**Instructions for the task:** In the records below, find each line with "keep" and copy it.

**Provided material:**
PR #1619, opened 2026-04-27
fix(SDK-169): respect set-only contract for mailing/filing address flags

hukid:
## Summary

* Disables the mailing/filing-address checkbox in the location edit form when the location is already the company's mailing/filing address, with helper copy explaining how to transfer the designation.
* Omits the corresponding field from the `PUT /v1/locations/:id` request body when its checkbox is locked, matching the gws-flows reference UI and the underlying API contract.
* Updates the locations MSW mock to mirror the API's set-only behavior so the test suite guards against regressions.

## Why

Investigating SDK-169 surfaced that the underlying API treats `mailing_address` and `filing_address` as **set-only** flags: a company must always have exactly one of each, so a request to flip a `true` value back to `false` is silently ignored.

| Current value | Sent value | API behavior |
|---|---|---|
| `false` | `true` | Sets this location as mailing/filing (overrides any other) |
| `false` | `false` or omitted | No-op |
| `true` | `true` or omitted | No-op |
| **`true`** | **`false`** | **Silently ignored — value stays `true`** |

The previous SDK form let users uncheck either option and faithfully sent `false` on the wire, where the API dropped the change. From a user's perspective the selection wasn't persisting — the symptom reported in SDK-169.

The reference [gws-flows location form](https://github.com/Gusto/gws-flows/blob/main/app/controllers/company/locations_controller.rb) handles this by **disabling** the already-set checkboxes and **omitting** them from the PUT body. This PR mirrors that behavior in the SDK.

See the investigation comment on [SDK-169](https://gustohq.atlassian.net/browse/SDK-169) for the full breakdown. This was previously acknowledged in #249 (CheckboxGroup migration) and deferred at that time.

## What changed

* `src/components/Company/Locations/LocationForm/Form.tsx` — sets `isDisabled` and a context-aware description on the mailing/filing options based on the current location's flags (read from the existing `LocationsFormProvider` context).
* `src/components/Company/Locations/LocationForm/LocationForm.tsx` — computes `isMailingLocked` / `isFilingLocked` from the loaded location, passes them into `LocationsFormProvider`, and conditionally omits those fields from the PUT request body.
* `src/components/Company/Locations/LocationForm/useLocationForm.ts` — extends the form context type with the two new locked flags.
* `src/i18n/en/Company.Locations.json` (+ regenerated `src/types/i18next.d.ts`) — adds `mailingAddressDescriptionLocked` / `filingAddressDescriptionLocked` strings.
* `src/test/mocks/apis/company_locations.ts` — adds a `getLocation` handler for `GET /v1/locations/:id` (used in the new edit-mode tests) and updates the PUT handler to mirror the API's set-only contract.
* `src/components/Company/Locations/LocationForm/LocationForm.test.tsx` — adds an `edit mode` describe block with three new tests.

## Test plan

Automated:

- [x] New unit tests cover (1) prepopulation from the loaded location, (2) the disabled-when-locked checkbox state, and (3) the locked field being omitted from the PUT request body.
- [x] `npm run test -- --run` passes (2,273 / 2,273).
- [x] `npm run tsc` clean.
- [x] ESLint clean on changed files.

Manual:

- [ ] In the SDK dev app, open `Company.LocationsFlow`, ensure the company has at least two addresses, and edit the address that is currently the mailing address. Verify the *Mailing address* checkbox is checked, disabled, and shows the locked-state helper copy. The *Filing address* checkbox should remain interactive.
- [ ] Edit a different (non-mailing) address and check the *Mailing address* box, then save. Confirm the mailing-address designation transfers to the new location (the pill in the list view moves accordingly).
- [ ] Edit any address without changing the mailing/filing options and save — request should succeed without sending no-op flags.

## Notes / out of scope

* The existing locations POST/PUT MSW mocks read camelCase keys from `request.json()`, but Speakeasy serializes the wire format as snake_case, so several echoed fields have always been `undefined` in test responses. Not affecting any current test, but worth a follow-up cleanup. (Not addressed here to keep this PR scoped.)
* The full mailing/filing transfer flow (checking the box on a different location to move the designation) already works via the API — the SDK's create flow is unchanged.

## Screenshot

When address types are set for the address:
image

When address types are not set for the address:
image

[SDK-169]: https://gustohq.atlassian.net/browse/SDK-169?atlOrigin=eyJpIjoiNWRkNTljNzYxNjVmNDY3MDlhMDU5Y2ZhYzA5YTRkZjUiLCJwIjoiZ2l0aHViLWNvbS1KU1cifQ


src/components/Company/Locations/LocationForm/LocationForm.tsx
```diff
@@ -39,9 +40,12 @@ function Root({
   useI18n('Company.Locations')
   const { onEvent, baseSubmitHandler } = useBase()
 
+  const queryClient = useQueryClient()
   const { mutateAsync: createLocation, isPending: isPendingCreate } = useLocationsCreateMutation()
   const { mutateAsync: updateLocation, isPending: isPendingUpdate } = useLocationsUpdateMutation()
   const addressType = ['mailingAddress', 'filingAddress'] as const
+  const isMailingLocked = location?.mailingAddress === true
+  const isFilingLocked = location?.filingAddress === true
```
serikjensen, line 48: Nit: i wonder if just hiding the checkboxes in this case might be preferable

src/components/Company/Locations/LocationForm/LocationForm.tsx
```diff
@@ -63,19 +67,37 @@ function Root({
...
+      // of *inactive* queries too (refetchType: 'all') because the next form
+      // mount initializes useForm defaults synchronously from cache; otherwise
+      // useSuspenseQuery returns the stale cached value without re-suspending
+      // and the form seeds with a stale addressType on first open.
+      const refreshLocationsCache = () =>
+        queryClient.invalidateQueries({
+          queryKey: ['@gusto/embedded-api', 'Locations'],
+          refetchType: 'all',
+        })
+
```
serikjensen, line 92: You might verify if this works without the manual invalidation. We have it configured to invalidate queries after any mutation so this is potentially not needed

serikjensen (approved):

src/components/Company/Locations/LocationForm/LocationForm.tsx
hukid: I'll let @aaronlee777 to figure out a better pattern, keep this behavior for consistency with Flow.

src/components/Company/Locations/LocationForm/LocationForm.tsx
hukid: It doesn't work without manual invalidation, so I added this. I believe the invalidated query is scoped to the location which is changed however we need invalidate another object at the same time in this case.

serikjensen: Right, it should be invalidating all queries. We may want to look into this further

**Solution for this exercise:**
* The existing locations POST/PUT MSW mocks read camelCase keys from `request.json()`, but Speakeasy serializes the wire format as snake_case, so several echoed fields have always been `undefined` in test responses. Not affecting any current test, but worth a follow-up cleanup. (Not addressed here to keep this PR scoped.)
hukid: I'll let @aaronlee777 to figure out a better pattern, keep this behavior for consistency with Flow.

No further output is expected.